Start of SOURCE MATERIAL

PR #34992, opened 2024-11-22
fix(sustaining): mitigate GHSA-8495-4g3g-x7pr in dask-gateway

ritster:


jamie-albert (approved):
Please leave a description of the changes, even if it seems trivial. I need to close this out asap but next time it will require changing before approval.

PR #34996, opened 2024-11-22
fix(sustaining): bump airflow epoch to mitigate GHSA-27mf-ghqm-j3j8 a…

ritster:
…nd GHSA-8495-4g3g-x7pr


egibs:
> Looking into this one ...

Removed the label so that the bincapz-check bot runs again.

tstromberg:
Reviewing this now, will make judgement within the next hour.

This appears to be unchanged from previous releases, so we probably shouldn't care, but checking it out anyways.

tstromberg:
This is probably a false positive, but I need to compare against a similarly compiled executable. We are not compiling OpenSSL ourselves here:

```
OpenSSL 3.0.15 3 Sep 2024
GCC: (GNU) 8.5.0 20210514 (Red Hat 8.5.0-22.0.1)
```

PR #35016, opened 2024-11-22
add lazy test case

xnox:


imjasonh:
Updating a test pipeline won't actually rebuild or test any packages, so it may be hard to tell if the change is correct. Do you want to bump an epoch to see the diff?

End of SOURCE MATERIAL
Start of SOURCE MATERIAL

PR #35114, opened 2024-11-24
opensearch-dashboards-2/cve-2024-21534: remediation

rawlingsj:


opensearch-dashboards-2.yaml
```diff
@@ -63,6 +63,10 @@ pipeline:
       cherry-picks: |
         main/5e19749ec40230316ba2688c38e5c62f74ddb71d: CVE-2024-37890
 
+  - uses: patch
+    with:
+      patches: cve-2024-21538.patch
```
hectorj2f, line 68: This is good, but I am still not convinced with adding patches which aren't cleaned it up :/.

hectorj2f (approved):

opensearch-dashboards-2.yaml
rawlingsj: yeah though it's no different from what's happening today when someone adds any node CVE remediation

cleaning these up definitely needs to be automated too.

End of SOURCE MATERIAL

**TASK STATEMENT**. An answer is complete only when it holds every line above containing the string "epoch".

**RESPONSE FOR THIS EXERCISE**.
fix(sustaining): bump airflow epoch to mitigate GHSA-27mf-ghqm-j3j8 a…
Updating a test pipeline won't actually rebuild or test any packages, so it may be hard to tell if the change is correct. Do you want to bump an epoch to see the diff?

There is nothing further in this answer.